How to complete this task
The answer must be every line from the entries below that includes "anyways".

Task material
/---

PR #41, opened 2018-05-17
Use new API in readline and implement tab completion example

copyninja:
Now the readline.rs uses the new InputHelper API and successfully does the tab completion for entering code. It is also possible to receive message from python but I'm not sure if its successfully decrypted or not. 

But main idea to hook into Input machine using InputHelper api to get tab completion is now working. For this I've done couple of changes to Input machine
1. Stash the nameplate coming in from ChoseNameplate event raised from InputHelperChooseNameplate
2. input_helper_commited_nameplate method in wormhole object to access nameplate inside the Input machine which is needed by tab completion logic.

### DIFF
--- a/core/src/allocator.rs
+++ b/core/src/allocator.rs
@@ -1,5 +1,5 @@
 use events::{Events, Wordlist};
-use std::rc::Rc;
+use std::sync::Arc;
 
 // we process these
 use events::AllocatorEvent::{self, Allocate, Connected, Lost, RxAllocated};
@@ -15,8 +15,8 @@ pub struct Allocator {
 enum State {
     S0AIdleDisconnected,
     S0BIdleConnected,
-    S1AAllocatingDisconnected(Rc<Wordlist>),
-    S1BAllocatingConnected(Rc<Wordlist>),
+    S1AAllocatingDisconnected(Arc<Wordlist>),
+    S1BAllocatingConnected(Arc<Wordlist>),
     S2Done,
 }
 
@@ -78,7 +78,7 @@ impl Allocator {
     fn do_allocating_disconnected(
         &self,
         event: AllocatorEvent,
-        wordlist: Rc<Wordlist>,
+        wordlist: Arc<Wordlist>,
     ) -> (Option<State>, Events) {
         match event {
             Connected => (
@@ -92,7 +92,7 @@ impl Allocator {
     fn do_allocating_connected(
         &self,
         event: AllocatorEvent,
-        wordlist: Rc<Wordlist>,
+        wordlist: Arc<Wordlist>,
     ) -> (Option<State>, Events) {
         match event {
             Lost => (
--- a/core/src/api.rs
+++ b/core/src/api.rs
@@ -1,4 +1,5 @@
 use std::collections::HashMap;
+use std::error::Error;
 use std::fmt;
 
 #[derive(Debug, PartialEq)]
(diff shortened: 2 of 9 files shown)


copyninja:
@warner I merged your changes and made readline example to now work with changes to Wordlist API.

Though I had to change from `Rc` to `Arc`. We can not use `Rc` in core as I/O layer can use thread or tokio where `Arc` is unsuitable. Alternatively we should use method of using `Wordlist` as unit structure (empty structure) passed around just as place holder and where needed use the actual wordlist to get completion so we can completely keep core free of any syncrhonization stuff.

core/src/allocator.rs
```diff
@@ -15,8 +15,8 @@ pub struct Allocator {
 enum State {
     S0AIdleDisconnected,
     S0BIdleConnected,
-    S1AAllocatingDisconnected(Rc<Wordlist>),
-    S1BAllocatingConnected(Rc<Wordlist>),
+    S1AAllocatingDisconnected(Arc<Wordlist>),
+    S1BAllocatingConnected(Arc<Wordlist>),
```
warner: wait, why do we need Arc? The Wordlist should be immutable (so it should be safe to share across threads), and under what circumstances could it be shared among threads anyways? I'm willing to believe it should be Rc, but can we avoid making it Arc?

core/src/api.rs
```diff
@@ -21,6 +23,40 @@ pub enum InputHelperError {
     AlreadyChoseWords,
 }
 
+impl fmt::Display for InputHelperError {
+    fn fmt(&self, f: &mut fmt::Formatter) -> fmt::Result {
```
warner: nice!

core/src/input.rs
```diff
@@ -20,14 +21,15 @@ enum State {
...
-    WantCodeHaveWordlist(String, Rc<Wordlist>), // (nameplate, wordlist)
+    WantCodeHaveWordlist(String, Arc<Wordlist>), // (nameplate, wordlist)
     Done,
 }
 
 impl Input {
     pub fn new() -> Input {
         Input {
             state: State::Idle,
+            nameplate: String::new(),
```
warner: I really think the nameplate wants to live inside the state, not next to it. Some states don't know what the nameplate is, so really that `nameplate:` ought to be an `Option` anyways. And keeping it in two separate places means they might get out of sync.

If we really need a function to say whether we've committed to the nameplate or not, it should switch on which state we're in, rather than using a separate state variable. If we're in one of the `WantCode` states or `Done`, then we're committed to a nameplate. If we're in `Idle` or one of the two `WantNameplate` states, then we're still free to choose.

But I think my intention was that the input helper keeps track of whether it's been told about a nameplate, rather than using the `Input` machine's internal state (it seems cleaner to me to keep the `Input` struct's fields private).

core/src/allocator.rs
copyninja: Rc is not thread safe!. Arc is thread safe. From the rust standard library documentation for Rc
 > A single-threaded reference-counting pointer. 'Rc' stands for 'Reference Counted'.
From  documentation of Arc

> A thread-safe reference-counting pointer. 'Arc' stands for 'Atomically Reference Counted'.

So since core can be used from either single threaded or multithreaded or tokio environment it should use Arc. I'm not happy with its use but otherwise we should use unit strcture as marker and create wordlist only when its needed (like it was before) instead of passing it around.

core/src/input.rs
copyninja: Yeah I can rework the code to see if its possible to get nameplate out of the state and drop keeping it inside the state machine itself. After writing code similar thought came to me so I will try and rework the code a bit.

copyninja:
@warner I rebased with master and fixed input.rs as per your comment. It no longer stashes nameplate internally and uses current state to get nameplate.

warner:
Ok, so the `Arc` is to protect the mutable *reference count*, even if the rest of the `Wordlist` is immutable, got it. I'm still hoping we can avoid the need for that (by having all the code that touches a `Wordlist` live in the same thread, including the completion logic), but I'm willing to believe that it can't work that way, and in any case we need to understand the IO layers better before we can figure that stuff out.

I'm still hoping we can remove the extra is-the-nameplate-committed function by having the completion code just remember whether it's called `choose_nameplate()` yet or not. But we can fix that up later. I'll add a note.

warner:
I'm merging this PR from about 15 minutes ago, before that "Use regex crate to validate integer phase" commit. Could you add that to a separate PR?

copyninja:
Ok I can do but it kinda is related. It makes demo print message from sender

warner:
merged as of 53e91d5

copyninja:
But yeah there is still pending part which I intend to add tomorrow so I'll
raise another PR for that.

\---

Answer for this exercise
warner: wait, why do we need Arc? The Wordlist should be immutable (so it should be safe to share across threads), and under what circumstances could it be shared among threads anyways? I'm willing to believe it should be Rc, but can we avoid making it Arc?
warner: I really think the nameplate wants to live inside the state, not next to it. Some states don't know what the nameplate is, so really that `nameplate:` ought to be an `Option` anyways. And keeping it in two separate places means they might get out of sync.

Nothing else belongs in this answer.